「致知2012.11」の雑誌の中のこんなタイトルの記事に目が止まった。清水マリさんの随想記事だった。清水マリさん?1963年鉄腕アトムが初めてテレビアニメーション番組として放送が始まった年から2003年まで40年間、鉄腕アトムの声を務められた方と言えばお分かりかも知れない。
高校卒業と同時に俳優を目指して養成所に入り舞台俳優としての道を歩み始めた26歳の時、突然虫プロダクションから突然「鉄腕アトムの声をやってほしい」とのオファーがきたそうだ。まだ駆け出しの舞台俳優の所になぜ?と思いつつプロダクションに行って、手塚先生から直々に指導を受けアトム誕生のシーンを吹き込んだ。しかし、これはテレビ局に売り込むためのパイロット版だった。テレビ局が決まったあと、正式にオーディションが開かれ誰がアトムの声をやるか決めることになったが、最終段階で手塚先生の「アトムの声はマリさんで行く」の一声で決まったとか。
マリさんのお父さんは、地元浦和で劇団を作り、ある夏の夜地域の子供たちのために「ピノキオ」を上演することになった。団員は大人ばかりだったので、肝心のピノキオ役がいない。そこで中学1年生のマリさんに白羽の矢が立ち、ピノキオ役を演じた。その時劇団員だった人が虫プロダクションに勤め、手塚先生の側近になっていた。鉄腕アトムはピノキオがモデルと言われているそうだが、「アトムの声」を選ぶとき、その人が手塚先生にマリさんを推薦したとか。
36歳の時、両親を亡くし、しばらく仕事を減らして、その後復帰した時、思い通りの役につけず、心身ともにボロボロになった。その時、NHKのラジオ番組などで共演していた方から「浦和むかしむかしの会」に誘われ、生きる希望をもらったそうだ。お父さんと一緒に仕事をしていた縁で、マリさんをかわいがってくれていた方だとか。
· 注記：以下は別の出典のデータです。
PR #1484, opened 2016-07-28
Add route table and global webroot registry

danlamanna:
This PR proposes that plugins which want to create their own webroot do so without modifying the global configuration object directly.

Instead, the plugin would do something like this:
```
from girder.utility.plugin_utilities import registerPluginWebroot

def load(info):
    registerPluginWebroot(SomeWebroot(), info)
```

This creates a mapping in a global `_plugin_webroots` object from plugin name to webroot object. Girder will pick up on this (on server start) and create an entry in the `core.route_table` setting which defaults to `pluginName: /pluginName`.

The route table can be modified under `Settings -> Server Configuration`. Some clarity for this:
1) Changing routes requires a server restart
2) Setting a route to the empty string will effectively disable its webroot
3) Girder has to be mounted somewhere

I still need to add something to developer docs to clarify the workflow here, and possibly make the naming clearer - but I'll ask for some feedback before going that far.


clients/web/src/templates/body/systemConfiguration.jade
```diff
@@ -129,6 +129,18 @@ form.g-settings-form(role="form")
...
+    h4 Routing
+    p.
+      Altering routes requires a restart of the Girder server to take effect.
+    .form-group
+      each route, name in settings['core.route_table'] || defaults['core.route_table']
+        label #{name}
+        input.g-core-route-table.form-control.input-sm(
+          type="text",
+          value="#{route || ''}",
+          data-webroot-name="#{name}",
```
zachmullen: `data-webroot-name=name,`

clients/web/src/templates/body/systemConfiguration.jade
```diff
@@ -129,6 +129,18 @@ form.g-settings-form(role="form")
         type="text", value="#{settings['core.smtp.password'] || ''}",
         placeholder="Default: #{defaults['core.smtp.password'] || 'none'}",
         title="The password, if any, used to authenticate to the SMTP server used to send emails.")
+  .g-settings-form-container
+    h4 Routing
+    p.
+      Altering routes requires a restart of the Girder server to take effect.
+    .form-group
+      each route, name in settings['core.route_table'] || defaults['core.route_table']
+        label #{name}
```
zachmullen: `label=name`

girder/models/setting.py
```diff
@@ -215,6 +215,22 @@ def validateCoreUserDefaultFolders(self, doc):
                 'User default folders must be either "public_private" or '
                 '"none".', 'value')
 
+    def validateCoreRouteTable(self, doc):
```
zachmullen: Note that this will break after #1483 ... we should rebase this on top of that change once it's merged.

girder/models/setting.py
```diff
@@ -215,6 +215,22 @@ def validateCoreUserDefaultFolders(self, doc):
...
+        nonEmptyRoutes = [route for route in doc['value'].values() if route]
+        if 'girder' not in doc['value'] or not doc['value']['girder']:
+            raise ValidationException('Girder must be routeable.')
+
+        if not all([route.startswith('/') for route in nonEmptyRoutes]):
```
zachmullen: `all(route.startswith('/') for route in nonEmptyRoutes)`

girder/models/setting.py
```diff
@@ -215,6 +215,22 @@ def validateCoreUserDefaultFolders(self, doc):
                 'User default folders must be either "public_private" or '
                 '"none".', 'value')
 
+    def validateCoreRouteTable(self, doc):
+        nonEmptyRoutes = [route for route in doc['value'].values() if route]
+        if 'girder' not in doc['value'] or not doc['value']['girder']:
```
zachmullen: `if not doc['value'].get('girder'):`

girder/utility/plugin_utilities.py
```diff
@@ -46,6 +46,8 @@
 from girder.models.model_base import ValidationException
 from girder.utility import config as _config, mail_utils, mkdir
 
+_plugin_webroots = {}
```
zachmullen: camelCase for consistency

girder/utility/server.py
```diff
@@ -20,10 +20,12 @@
 import cherrypy
 import mimetypes
 import os
+import six
 
 import girder.events
 from girder import constants
 from girder.utility import plugin_utilities, model_importer
+from girder.utility.plugin_utilities import _plugin_webroots  # noqa
```
zachmullen: If we need access to this from outside the module, let's make an accessor method `getPluginWebroots()` in the public namespace.

girder/models/setting.py
```diff
@@ -215,6 +215,22 @@ def validateCoreUserDefaultFolders(self, doc):
...
+            raise ValidationException('Girder must be routeable.')
```
mgrauer: Something more expansive here, perhaps

    Girder must have a valid webroot and route

mgrauer:
👍 for the explicitness of requiring a server restart

danlamanna:
@zachmullen @jeffbaumes This should be ready for review.

jeffbaumes:
Code logic, testing, and docs LGTM. Good sign that this simplifies the "Serving a custom app from the server root" documentation. +1 for the restart link and generalizing that code.

I will leave to @zachmullen for a final sign off.

docs/developer-cookbook.rst
```diff
@@ -447,34 +447,17 @@ the server root instead, and they may also want to move the Girder web client to
...
-
-This will now serve the api out of *both* ``/api`` and ``/girder/api``, which
-may be desirable. If you only want it to be served out of ``/api`` and not
-``/girder/api``, just add a final line below that:
-
-.. code-block:: python
-
-    del info['serverRoot'].girder.api
+This will register your ``CustomAppRoot`` with Girder so that it can then be mounted
+whereever an Administrator specifies using the Server Configuration Panel. See
```
zachmullen: wherever*

docs/developer-cookbook.rst
```diff
@@ -447,34 +447,17 @@ the server root instead, and they may also want to move the Girder web client to
 be served out of an alternative route so they can still use it in addition to
 their custom front-end application.
```
jeffbaumes: Since by default apps are not served at the root, we should probably change the section heading to something like "Mounting a custom application" and modify the first paragraph to something like

```
Mounting a custom application
^^^^^^^^^^^^^^^^^^^^^^^^^^^^^

Normally, the root node (``/``) of the server will serve up the Girder web client.
A plugin may contain an entire application separate from the default Girder
web client. This plugin may be written in a way which enables administrators
to mount the application at a configured endpoint, including the option of
replacing the root node with the plugin application.
```

zachmullen:
Do we enforce that something always has to be mounted on `/`? I was able to mount girder somewhere else with nothing mounted at the root.

docs/configuration.rst
```diff
@@ -76,3 +76,16 @@ to take effect.
...
 ``/etc/security/limits.conf`` for details.
+
+.. _managing-routes:
+
+Managing Routes
+---------------
+
+When plugins which have their own custom webroot are enabled, they are mounted at /pluginName.
+In certain cases it may be desirable for the site administrator to mount such plugins at their own
+specificied paths.
```
mgrauer: specified

docs/developer-cookbook.rst
```diff
@@ -438,43 +438,26 @@ by the environment variable ``GIRDER_TEST_DATA_PREFIX`` as follows
...
+Mounting a custom application
+^^^^^^^^^^^^^^^^^^^^^^^^^^^^^
 
 Normally, the root node (``/``) of the server will serve up the Girder web client.
-Some plugins will wish to change this so that their own custom app gets served out of
-the server root instead, and they may also want to move the Girder web client to
-be served out of an alternative route so they can still use it in addition to
-their custom front-end application.
+A plugin may contain an entire application separate from the default Girder
+web client. This plugin may be written in a way which enables administrators
```
mgrauer: What does it mean that the "plugin may be written in a way which enables administrators to mount the application" ?  Is the previous sentence sufficient?  This sentence I'm asking about makes me think my plugin would have to do something specific beyond providing an entire web application.

mgrauer: Never mind, I just needed to read a bit further down.

danlamanna:
@zachmullen We don't, my main concern was keeping Girder associated to *some* route, aside from that I would prefer less restrictions (as long as it makes sense). @jeffbaumes Do you have an opinion one way or the other?

jeffbaumes:
I feel it is more flexible to allow for the case that nothing is at the root. It also seems hard to enforce. For example, if a plugin is assigned to the root and then the plugin is disabled, what do we do to enforce that constraint?

zachmullen:
Sounds good. My one other suggestion would be to make the UI show the core app always at the top of the list, with some special label or styling to indicate that it is different from the others.

danlamanna:
@zachmullen Right - I found it a bit difficult to do elegantly, open to critiques.

zachmullen:
Maybe just order the list before passing it into the template, then do some different logic for the first list element?

zachmullen:
One thing I'm noticing is that if I move the core app, the `static` subdirectory also moves with it, so that static content is no longer served out of `/static`. Is that expected? Should we change that behavior?

zachmullen:
Could you merge master into this to hopefully get CI green again?

danlamanna:
>
One thing I'm noticing is that if I move the core app, the static subdirectory also moves with it, so that static content is no longer served out of /static. Is that expected? Should we change that behavior?

Yeah, this is tricky. Ideally everything for Girder would always be attached to it and we wouldn't pollute anything else. However, we made an exception for `api/v1` since determining the location of it from a purely HTML application is a bit tricky.. maybe we should revisit that.

zachmullen:
> However, we made an exception for api/v1 since determining the location of it from a purely HTML application is a bit tricky.. maybe we should revisit that.

Whatever rules we apply to the API root should also apply to the static root I think.

zachmullen:
The API root and static root are one of the only things that are configured via the config file instead of the database; maybe it is time to move those things into database settings and then expose them right alongside this new routing table.

jeffbaumes:
@zachmullen I like the db config idea. One question: Does the static dir serve anything other than files to support the standard Girder client? Why is it configurable at all - can't it just always sit with the Girder app?

jeffbaumes:
For that matter, why is the API root configurable? Why can't it always be at api/v1?

jbeezley:
If girder is mounted on the webserver somewhere other than at the root level via apache or nginx, then it needs to be changed so that the client side code hits the correct path.

zachmullen:
We could force it so that the API had to be served out of `/api/v1`, but then if someone wanted to host a girder instance at a path on their server besides the root path, it would make that impossible. That's the reason it's in config files and not the database right now: people typically only interact with the database *via* the API, which could lead to some cases of being unable to use the web client to interact with the settings.

jeffbaumes:
Thanks @jbeezley @zachmullen. So if I understand correctly, the API config parameter is what is used client-side to access the API, not to serve the API. So regardless of the setting, the API will be served at `api/v1` relative to the Girder CherryPy root, but the client app may need to access it from another place because of web server configuration?

zachmullen:
That's right, although plugins could also move the API if they had some reason to do so, but I doubt they would.

danlamanna:
Static dir is now configurable via the web app. I *think* this is ready to be looked at again.

zachmullen:
@danlamanna sorry to do this, but would you mind converting this to target 2.0-integration since it touches some of the javascript? I'm happy to help with that if you want.

danlamanna:
@zachmullen This is rebased against 2.0. There are some changes in the diff that will go away the next time master is merged into 2.0 I think.

Unfortunately the branch isn't actually working on my machine, so I may have messed something up. I'll have to look into it next week.

zachmullen:
Just merged master into 2.0-integration.

danlamanna:
Perfect, thanks.

clients/web/src/views/body/SystemConfigurationView.js
```diff
@@ -51,7 +60,8 @@ var SystemConfigurationView = View.extend({
         },
         'click .g-edit-collection-create-policy': function () {
             this.collectionCreateAccessWidget.render();
-        }
+        },
+        'click #g-restart-server': girder.restartServerPrompt
```
zachmullen: Shouldn't this be imported rather than referenced under ``girder``?

girder/utility/server.py
```diff
@@ -131,24 +129,97 @@ def configureServer(test=False, plugins=None, curConfig=None):
...
+            cherrypy.tree.mount(pluginWebroots[name], route, appconf)
 
     if test:
         application.merge({'server': {'mode': 'testing'}})
 
     return application
 
 
+class BaseWebroot(object):
+    expose = True
```
zachmullen: Did you mean `exposed = True`? Or is this something else?

girder/utility/server.py
```diff
@@ -131,24 +129,97 @@ def configureServer(test=False, plugins=None, curConfig=None):
...
+
+    def __init__(self):
+        pass
```
zachmullen: Seems like we don't need to include this `__init__` definition at all.

zachmullen:
When I try to start my server after checking out this branch, I get the following error:

```
  File "/usr/local/Cellar/python/2.7.9/Frameworks/Python.framework/Versions/2.7/lib/python2.7/runpy.py", line 162, in _run_module_as_main
    "__main__", fname, loader, pkg_name)
  File "/usr/local/Cellar/python/2.7.9/Frameworks/Python.framework/Versions/2.7/lib/python2.7/runpy.py", line 72, in _run_code
    exec code in run_globals
  File "/Users/zach/dev/girder/girder/__main__.py", line 57, in <module>
    main()
  File "/Users/zach/dev/girder/girder/__main__.py", line 50, in main
    server.setup(args.testing)
  File "girder/utility/server.py", line 187, in setup
    girderWebroot, appconf = configureServer(test, plugins, curConfig)
  File "girder/utility/server.py", line 116, in configureServer
    'staticRoot': os.path.relpath(routeTable[constants.GIRDER_STATIC_ROUTE_ID],
KeyError: 'core_static_root'
```

danlamanna:
@zachmullen My guess it that you're not loading the new key that was added to the default setting. Are you using this with same db you used before? If so I think you'll have to manually delete the setting key via mongo so it picks up the default first.

zachmullen:
@danlamanna I fixed the two issues I cited on that last commit.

現在76歳のマリサンは言う。「父が一生懸命働き、蒔いた種が巡り巡って私の所で開花しました。人は何かチャンスや成功を手にしたとき、つい自分の力だと思ってしまいます。しかし、人は一人では生きていけません。あらゆる縁の中で生かさせて頂いている。そのことを忘れず。生涯現役の人生を歩んでいきたいと思います」と。
マリさんは、謙虚にお父さんのお蔭と言われているが、ご本人も、与えられた役割を必至で努力しながら果たされたのだと思う。お父さんの縁を活かしながら、自分自身の力で、その縁を呼び寄せたと言う事だろう。